One could argue that in these dark times we have great need for programming dedicated to debunking conspiracy theories, but nobody who believes the moon landings were faked is going to be swayed by anything as straightforward as evidence.

Conspiracy Files went one better – shedding light on the motivations of the theorists themselves. Somewhere behind all the paranoiacs and numbskulls are a group of people – for lack of a better term, let’s call them bad guys – who propound and promulgate conspiracy theories for their own ends. People for whom facts are an inconvenience. People like Donald Trump.

Trump rose to political prominence as a leading light of the birther movement, a long and thoroughly disreputable campaign to de-legitimise America’s first black president by insinuating that Barack Obama wasn’t born in the US. Though he had nothing to add to the theory beyond publicity, he stubbornly maintained its validity until it stopped helping him, at which point he unceremoniously abandoned it.

One wonders how such disloyalty is viewed by hardcore birthers. Moldovan dentist Orly Taitz thinks Obama’s birth certificate is an anachronistic forgery, because it lists Obama’s father as “African” instead of “Negro”. She seems to view this as a cover-up undone by political correctness gone mad.

“This is so bad, it’s like it’s done by a retarded five-year-old,” she says. You hear this a lot in conspiracy theorist circles: the people who secretly perpetrated the biggest fraud in history are total morons.

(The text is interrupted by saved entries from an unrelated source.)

PR #2997, opened 2026-07-23
feat: Integrate contact card feature

Elouan1411:
Depends on https://github.com/Infomaniak/android-core/pull/822


app/src/main/java/com/infomaniak/mail/ui/bottomSheetDialogs/AccountBottomSheetDialog.kt
```diff
@@ -69,20 +71,28 @@ class AccountBottomSheetDialog : EdgeToEdgeBottomSheetDialog() {
...
+                        type = COLORED_SNOW,
+                        matomoValue = "Avatar",
+                    )
+                } else {
+                    switchUserViewModel.switchAccount(user)
+                }
+            },
+            onOpenContactCard = if (navigationArgs.showContactCard) { { user ->
+                if (user.id == AccountUtils.currentUserId) openContactCard(user.id)
+            } } else null,
```
FabianDevel: You can ease readibility like this : 

```suggestion
            onOpenContactCard = if (navigationArgs.showContactCard) fun(user: User) { openContactCard(user.id) } else null
```

But I think it should be better to directly pass the `shouldShowContactCard` arg to the adapter, and use this to know if you should display the QR or not. 
This way the callback can be non null and it's a bit simpler

FabianDevel (changes requested):

FabianDevel (approved):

Later on, a handwriting expert who claims a suicide note written by Vince Foster (the Clinton associate who killed himself in 1993) was fake derided it as “amateurish, sloppy; I’ve seen better by kids”.

Throughout his campaign, Trump has been aided, directly or indirectly, by people who have, at best, a tangential relationship to the truth. There is Trump adviser and former Nixon dirty trickster Roger Stone, for whom “History is a set of lies agreed upon” is a motto. There’s the National Enquirer editor who, faced with one of his own headlines, says, “‘Ted Cruz’s Father Linked to JFK Assassination’ – what’s wrong with that?” This wasn’t really a documentary about the triumph of paranoia and fear, but of cynicism. We’ll have to wait until Tuesday to see if it has taken charge.

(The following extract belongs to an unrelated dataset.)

PR #3002, opened 2026-07-27
fix: Improve UI error handling in AI proposition fragment

Elouan1411:


app/src/main/java/com/infomaniak/mail/ui/newMessage/AiPropositionFragment.kt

If you did fancy a documentary about the triumph of paranoia and fear, The Gun Shop: Cutting Edge (Channel 4) fits the bill. It was, if anything, an even more disheartening look at the present state of American affairs. Focusing on the staff and customers of a single premises in Battle Creek, Michigan, The Gun Shop was almost entirely populated by people who believe the solution to America’s gun epidemic is way more guns.

Freedom Firearms sells weapons, operates a shooting range and offers tuition. The proprietor tracks the popularity of guns by “how many people take part in my concealed carry class”. Here he schools people in the “21 foot rule”: apparently if someone within that range fancies stabbing you, you won’t be able to draw your gun in time to save yourself. “So don’t let people get too close,” he says.

His clientele were all nice people who just happened to share a worldview that was irrational, fearful and bolstered by wrongheaded slogans (“An armed society is a polite society”). Folks really do respond to news of gun crime by going straight out to purchase a gun. Single mum Courtney bought a handgun because “my social media has just blown up with all the craziness that’s going on in the world”. Then she taught her nine-year-old son to use it.

In the midst of this chilling portrait of everyday gun-shopping, I thought I detected some reasons to be faintly hopeful: nobody seemed consumed by hate; everybody seemed to take the responsibility of gun-ownership seriously, even if they didn’t seem to give much consideration to the idea of killing another human being; there wasn’t much in the way of right-to-bear-arms pontificating. But I gave in to despair as the shop owner walked staff through an armed robbery scenario. He wasn’t so worried about the 21ft rule. “I’ve got other employees who’re gonna smoke him,” he said. “He’s gonna be in a circular firing squad.”

The notion of a circular firing squad is about as apt a metaphor for the US’s relationship with guns as I’ve heard, and it’s not remotely encouraging.